Task brief
For the listing that follows, give again exactly the lines from the one with "to be unique." to the one with "### Alternative considered: removing", including both.

Extracted information

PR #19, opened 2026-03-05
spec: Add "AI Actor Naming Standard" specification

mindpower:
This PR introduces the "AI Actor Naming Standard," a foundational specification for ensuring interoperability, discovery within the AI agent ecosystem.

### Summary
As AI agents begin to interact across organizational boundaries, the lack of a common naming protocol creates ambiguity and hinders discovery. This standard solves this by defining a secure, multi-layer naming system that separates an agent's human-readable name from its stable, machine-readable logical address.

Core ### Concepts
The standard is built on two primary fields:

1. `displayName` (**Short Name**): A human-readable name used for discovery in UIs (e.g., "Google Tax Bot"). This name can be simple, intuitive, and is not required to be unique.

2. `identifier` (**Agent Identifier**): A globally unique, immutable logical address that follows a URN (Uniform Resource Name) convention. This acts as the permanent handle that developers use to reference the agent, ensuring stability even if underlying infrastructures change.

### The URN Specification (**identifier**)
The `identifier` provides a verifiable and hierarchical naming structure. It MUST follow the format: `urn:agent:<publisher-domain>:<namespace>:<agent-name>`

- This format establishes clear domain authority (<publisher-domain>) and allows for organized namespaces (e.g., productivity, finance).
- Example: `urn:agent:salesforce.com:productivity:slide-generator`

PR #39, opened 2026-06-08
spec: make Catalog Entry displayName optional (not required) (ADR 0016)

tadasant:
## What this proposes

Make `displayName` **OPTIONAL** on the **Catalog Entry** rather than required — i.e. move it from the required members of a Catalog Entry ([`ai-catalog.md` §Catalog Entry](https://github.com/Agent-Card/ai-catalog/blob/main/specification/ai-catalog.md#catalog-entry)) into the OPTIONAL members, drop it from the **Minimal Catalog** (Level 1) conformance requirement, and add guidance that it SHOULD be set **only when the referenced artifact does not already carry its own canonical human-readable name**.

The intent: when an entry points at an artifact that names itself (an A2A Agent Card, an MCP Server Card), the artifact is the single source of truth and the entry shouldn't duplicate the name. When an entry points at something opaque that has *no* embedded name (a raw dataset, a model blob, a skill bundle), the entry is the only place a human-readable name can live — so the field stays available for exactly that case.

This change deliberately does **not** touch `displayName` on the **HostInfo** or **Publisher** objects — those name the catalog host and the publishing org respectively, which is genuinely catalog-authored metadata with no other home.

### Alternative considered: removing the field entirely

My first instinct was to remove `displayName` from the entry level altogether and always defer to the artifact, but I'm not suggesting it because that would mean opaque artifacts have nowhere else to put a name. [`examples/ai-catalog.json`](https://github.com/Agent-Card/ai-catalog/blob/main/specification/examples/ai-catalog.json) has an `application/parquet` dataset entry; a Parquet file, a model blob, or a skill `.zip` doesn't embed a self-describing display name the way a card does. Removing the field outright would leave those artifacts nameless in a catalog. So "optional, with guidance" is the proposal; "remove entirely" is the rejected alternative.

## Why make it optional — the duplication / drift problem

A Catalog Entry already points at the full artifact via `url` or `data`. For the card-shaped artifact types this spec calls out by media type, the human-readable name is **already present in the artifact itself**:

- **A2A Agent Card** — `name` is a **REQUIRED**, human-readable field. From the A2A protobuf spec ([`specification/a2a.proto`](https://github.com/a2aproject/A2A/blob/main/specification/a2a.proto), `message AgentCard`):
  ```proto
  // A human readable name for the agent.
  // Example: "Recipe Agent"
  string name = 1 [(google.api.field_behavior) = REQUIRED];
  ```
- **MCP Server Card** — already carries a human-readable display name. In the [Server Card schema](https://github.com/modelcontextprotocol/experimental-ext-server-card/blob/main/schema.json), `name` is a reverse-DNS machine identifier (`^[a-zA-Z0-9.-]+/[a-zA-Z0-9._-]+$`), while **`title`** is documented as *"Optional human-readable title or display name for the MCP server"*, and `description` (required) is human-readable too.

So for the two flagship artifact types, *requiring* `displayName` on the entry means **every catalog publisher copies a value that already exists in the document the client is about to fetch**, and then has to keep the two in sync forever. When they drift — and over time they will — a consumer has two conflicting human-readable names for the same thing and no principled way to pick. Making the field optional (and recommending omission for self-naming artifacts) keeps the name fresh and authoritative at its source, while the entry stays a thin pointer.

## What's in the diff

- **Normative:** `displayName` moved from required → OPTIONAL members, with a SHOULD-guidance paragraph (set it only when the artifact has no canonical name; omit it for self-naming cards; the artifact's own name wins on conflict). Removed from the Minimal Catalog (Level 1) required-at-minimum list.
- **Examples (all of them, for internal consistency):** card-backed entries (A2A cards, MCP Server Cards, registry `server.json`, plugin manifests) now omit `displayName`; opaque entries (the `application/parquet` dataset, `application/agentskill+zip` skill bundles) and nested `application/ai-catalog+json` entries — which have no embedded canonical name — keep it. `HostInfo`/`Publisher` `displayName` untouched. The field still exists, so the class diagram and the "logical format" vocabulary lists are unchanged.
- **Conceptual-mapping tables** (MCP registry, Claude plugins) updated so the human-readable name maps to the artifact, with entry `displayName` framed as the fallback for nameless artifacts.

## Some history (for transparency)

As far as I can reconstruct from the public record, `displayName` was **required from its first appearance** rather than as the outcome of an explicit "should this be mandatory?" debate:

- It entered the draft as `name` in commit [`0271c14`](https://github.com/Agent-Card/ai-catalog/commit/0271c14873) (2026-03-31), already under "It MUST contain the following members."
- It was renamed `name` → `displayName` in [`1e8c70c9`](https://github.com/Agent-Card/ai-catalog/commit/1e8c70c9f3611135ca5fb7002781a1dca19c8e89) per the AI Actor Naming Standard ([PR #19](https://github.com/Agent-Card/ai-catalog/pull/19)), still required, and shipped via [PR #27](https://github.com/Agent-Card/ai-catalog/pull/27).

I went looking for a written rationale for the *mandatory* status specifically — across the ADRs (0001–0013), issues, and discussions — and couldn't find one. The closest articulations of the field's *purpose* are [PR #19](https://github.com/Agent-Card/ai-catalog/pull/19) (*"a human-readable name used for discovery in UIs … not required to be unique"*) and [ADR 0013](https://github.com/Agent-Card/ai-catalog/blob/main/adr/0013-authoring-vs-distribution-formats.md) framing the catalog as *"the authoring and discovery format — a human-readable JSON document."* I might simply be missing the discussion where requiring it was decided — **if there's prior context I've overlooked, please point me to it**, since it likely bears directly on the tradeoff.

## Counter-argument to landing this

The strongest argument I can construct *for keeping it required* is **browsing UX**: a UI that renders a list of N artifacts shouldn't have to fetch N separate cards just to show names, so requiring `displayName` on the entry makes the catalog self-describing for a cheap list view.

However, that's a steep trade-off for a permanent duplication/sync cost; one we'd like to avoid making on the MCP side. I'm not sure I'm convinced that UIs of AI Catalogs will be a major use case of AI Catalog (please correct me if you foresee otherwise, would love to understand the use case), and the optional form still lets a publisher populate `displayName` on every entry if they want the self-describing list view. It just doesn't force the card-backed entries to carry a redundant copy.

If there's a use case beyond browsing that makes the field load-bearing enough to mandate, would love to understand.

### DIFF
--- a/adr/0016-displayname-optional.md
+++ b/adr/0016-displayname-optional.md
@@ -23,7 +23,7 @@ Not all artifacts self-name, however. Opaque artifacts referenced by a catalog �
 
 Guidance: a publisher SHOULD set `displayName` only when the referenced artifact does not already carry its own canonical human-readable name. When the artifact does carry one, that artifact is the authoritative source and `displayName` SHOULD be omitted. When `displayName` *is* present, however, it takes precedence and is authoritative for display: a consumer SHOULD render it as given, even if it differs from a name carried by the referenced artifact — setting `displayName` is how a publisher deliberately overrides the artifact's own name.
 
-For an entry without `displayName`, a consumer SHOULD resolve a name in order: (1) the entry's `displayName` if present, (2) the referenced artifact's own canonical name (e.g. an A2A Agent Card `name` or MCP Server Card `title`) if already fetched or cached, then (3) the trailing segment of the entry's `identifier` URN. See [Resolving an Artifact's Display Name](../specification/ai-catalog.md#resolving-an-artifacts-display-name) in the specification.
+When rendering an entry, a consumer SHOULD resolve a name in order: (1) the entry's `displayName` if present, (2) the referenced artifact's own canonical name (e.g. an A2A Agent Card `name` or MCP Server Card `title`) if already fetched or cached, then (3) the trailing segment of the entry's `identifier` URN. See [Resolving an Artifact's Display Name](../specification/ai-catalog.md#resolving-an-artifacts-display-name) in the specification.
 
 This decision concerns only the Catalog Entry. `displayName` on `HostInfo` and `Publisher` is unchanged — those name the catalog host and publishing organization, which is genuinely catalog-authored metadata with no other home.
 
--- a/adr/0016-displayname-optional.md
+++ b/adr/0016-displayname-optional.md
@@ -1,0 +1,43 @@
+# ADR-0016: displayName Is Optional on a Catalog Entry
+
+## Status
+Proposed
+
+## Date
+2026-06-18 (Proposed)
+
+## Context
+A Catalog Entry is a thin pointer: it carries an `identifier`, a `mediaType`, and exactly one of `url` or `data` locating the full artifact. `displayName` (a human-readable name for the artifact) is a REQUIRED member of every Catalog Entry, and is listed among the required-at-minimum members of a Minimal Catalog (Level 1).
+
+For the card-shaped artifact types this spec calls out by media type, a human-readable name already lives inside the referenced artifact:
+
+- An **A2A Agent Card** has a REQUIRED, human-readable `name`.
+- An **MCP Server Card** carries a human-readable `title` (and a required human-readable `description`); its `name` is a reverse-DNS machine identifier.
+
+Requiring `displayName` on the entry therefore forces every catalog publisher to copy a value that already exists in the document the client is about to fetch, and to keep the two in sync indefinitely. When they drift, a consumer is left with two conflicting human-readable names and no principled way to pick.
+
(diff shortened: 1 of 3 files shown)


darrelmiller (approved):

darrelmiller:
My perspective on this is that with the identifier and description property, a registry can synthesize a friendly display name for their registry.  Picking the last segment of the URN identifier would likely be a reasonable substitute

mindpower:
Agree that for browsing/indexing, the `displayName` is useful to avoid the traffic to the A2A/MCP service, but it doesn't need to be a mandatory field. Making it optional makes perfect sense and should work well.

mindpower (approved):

==

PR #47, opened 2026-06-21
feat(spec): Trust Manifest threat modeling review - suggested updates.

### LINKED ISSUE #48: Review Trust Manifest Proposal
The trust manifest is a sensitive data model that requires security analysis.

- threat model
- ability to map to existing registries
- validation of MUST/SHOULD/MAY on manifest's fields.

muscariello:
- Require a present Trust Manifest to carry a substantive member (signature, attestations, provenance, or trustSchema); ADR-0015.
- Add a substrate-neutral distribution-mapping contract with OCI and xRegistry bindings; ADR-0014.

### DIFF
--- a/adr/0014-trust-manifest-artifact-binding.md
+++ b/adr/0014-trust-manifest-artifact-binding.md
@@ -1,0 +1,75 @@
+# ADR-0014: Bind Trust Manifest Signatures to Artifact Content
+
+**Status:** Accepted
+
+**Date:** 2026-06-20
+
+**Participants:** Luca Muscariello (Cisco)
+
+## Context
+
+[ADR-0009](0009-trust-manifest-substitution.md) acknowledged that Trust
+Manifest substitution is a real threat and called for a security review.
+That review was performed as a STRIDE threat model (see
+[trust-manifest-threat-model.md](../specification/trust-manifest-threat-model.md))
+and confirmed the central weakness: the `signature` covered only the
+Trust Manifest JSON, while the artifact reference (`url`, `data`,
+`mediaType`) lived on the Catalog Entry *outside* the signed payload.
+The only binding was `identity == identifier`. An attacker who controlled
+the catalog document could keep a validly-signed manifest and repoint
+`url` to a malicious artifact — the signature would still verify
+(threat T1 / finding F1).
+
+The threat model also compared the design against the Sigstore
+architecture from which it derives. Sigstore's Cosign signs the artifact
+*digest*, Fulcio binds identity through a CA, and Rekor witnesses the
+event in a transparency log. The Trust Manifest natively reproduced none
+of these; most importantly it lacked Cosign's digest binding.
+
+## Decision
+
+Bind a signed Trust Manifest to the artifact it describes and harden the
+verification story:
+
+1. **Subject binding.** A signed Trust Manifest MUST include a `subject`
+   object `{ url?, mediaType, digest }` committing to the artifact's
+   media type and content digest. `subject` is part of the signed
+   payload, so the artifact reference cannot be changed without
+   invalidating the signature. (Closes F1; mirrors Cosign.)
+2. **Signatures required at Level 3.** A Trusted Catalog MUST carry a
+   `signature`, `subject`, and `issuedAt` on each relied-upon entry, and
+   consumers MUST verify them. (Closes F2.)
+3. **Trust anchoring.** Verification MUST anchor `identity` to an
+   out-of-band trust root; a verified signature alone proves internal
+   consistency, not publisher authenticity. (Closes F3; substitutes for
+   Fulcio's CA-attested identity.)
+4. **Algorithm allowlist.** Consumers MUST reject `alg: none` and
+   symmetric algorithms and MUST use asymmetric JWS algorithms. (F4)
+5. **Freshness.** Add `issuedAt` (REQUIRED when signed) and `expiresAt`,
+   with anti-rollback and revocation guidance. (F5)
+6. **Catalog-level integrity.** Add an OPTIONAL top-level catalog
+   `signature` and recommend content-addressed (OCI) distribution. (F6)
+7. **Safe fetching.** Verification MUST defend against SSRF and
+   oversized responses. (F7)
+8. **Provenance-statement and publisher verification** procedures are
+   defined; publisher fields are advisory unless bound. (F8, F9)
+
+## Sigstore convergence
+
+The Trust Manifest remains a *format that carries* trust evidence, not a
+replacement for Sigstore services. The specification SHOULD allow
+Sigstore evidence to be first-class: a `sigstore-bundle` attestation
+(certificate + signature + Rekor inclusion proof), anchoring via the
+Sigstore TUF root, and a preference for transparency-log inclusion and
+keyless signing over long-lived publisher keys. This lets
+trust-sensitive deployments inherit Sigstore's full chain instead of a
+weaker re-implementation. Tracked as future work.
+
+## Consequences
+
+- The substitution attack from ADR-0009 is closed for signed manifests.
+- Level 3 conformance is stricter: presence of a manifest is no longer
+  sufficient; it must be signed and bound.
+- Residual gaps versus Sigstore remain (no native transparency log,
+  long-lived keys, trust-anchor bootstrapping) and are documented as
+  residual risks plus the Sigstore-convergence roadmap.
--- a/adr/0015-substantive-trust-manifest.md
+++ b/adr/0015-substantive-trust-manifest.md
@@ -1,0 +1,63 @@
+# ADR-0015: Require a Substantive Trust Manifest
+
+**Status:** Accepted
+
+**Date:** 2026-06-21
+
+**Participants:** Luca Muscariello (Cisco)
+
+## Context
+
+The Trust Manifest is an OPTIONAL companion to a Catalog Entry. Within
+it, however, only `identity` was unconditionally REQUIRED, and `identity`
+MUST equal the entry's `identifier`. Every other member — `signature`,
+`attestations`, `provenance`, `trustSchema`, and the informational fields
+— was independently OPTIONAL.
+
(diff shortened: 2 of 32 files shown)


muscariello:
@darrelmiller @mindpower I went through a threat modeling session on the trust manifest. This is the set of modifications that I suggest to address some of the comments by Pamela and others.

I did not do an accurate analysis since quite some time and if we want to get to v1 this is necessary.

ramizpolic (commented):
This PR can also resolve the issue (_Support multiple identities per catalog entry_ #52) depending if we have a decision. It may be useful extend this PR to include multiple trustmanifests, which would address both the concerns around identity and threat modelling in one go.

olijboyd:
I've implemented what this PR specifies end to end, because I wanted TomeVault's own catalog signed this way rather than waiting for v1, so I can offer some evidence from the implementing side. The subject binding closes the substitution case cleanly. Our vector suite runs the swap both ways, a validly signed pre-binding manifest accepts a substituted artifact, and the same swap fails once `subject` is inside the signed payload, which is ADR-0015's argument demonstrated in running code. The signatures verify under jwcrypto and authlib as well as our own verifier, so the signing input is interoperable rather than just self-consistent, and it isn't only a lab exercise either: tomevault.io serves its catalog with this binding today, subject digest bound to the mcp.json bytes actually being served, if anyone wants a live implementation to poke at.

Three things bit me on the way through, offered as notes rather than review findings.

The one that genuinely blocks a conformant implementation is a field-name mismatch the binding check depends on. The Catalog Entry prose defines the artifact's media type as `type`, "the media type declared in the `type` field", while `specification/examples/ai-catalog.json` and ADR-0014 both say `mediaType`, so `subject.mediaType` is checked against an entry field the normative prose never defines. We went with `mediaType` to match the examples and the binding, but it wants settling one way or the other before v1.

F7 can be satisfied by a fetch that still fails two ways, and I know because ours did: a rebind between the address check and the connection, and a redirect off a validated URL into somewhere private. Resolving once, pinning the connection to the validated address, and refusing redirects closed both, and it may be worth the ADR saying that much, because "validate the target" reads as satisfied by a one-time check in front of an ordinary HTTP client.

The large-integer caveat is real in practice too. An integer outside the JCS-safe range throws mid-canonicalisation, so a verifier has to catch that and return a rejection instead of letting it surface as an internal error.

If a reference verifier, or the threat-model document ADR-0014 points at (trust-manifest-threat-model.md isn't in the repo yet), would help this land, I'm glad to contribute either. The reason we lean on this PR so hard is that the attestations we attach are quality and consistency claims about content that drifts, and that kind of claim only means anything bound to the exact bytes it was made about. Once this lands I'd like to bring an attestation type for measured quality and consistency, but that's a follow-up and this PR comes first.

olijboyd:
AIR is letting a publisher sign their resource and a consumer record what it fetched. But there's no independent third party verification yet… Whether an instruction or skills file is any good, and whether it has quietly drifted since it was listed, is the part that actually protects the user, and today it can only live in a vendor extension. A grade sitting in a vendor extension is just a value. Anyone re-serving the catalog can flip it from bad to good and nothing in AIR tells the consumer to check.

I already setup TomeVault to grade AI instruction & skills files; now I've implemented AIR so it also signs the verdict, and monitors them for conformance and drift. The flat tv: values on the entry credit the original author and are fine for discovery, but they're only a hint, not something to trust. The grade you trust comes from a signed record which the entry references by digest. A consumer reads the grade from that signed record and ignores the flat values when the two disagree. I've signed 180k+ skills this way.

--

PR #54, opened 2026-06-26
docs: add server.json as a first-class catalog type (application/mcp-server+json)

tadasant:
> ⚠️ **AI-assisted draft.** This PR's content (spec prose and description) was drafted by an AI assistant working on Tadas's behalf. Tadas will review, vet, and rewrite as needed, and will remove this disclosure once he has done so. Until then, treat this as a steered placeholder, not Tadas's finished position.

Response below
1. `displayName` (**Short Name**): A human-readable name used for discovery in UIs (e.g., "Google Tax Bot"). This name can be simple, intuitive, and is not required to be unique.

2. `identifier` (**Agent Identifier**): A globally unique, immutable logical address that follows a URN (Uniform Resource Name) convention. This acts as the permanent handle that developers use to reference the agent, ensuring stability even if underlying infrastructures change.

### The URN Specification (**identifier**)
The `identifier` provides a verifiable and hierarchical naming structure. It MUST follow the format: `urn:agent:<publisher-domain>:<namespace>:<agent-name>`

- This format establishes clear domain authority (<publisher-domain>) and allows for organized namespaces (e.g., productivity, finance).
- Example: `urn:agent:salesforce.com:productivity:slide-generator`

PR #39, opened 2026-06-08
spec: make Catalog Entry displayName optional (not required) (ADR 0016)

tadasant:
## What this proposes

Make `displayName` **OPTIONAL** on the **Catalog Entry** rather than required — i.e. move it from the required members of a Catalog Entry ([`ai-catalog.md` §Catalog Entry](https://github.com/Agent-Card/ai-catalog/blob/main/specification/ai-catalog.md#catalog-entry)) into the OPTIONAL members, drop it from the **Minimal Catalog** (Level 1) conformance requirement, and add guidance that it SHOULD be set **only when the referenced artifact does not already carry its own canonical human-readable name**.

The intent: when an entry points at an artifact that names itself (an A2A Agent Card, an MCP Server Card), the artifact is the single source of truth and the entry shouldn't duplicate the name. When an entry points at something opaque that has *no* embedded name (a raw dataset, a model blob, a skill bundle), the entry is the only place a human-readable name can live — so the field stays available for exactly that case.

This change deliberately does **not** touch `displayName` on the **HostInfo** or **Publisher** objects — those name the catalog host and the publishing org respectively, which is genuinely catalog-authored metadata with no other home.

### Alternative considered: removing the field entirely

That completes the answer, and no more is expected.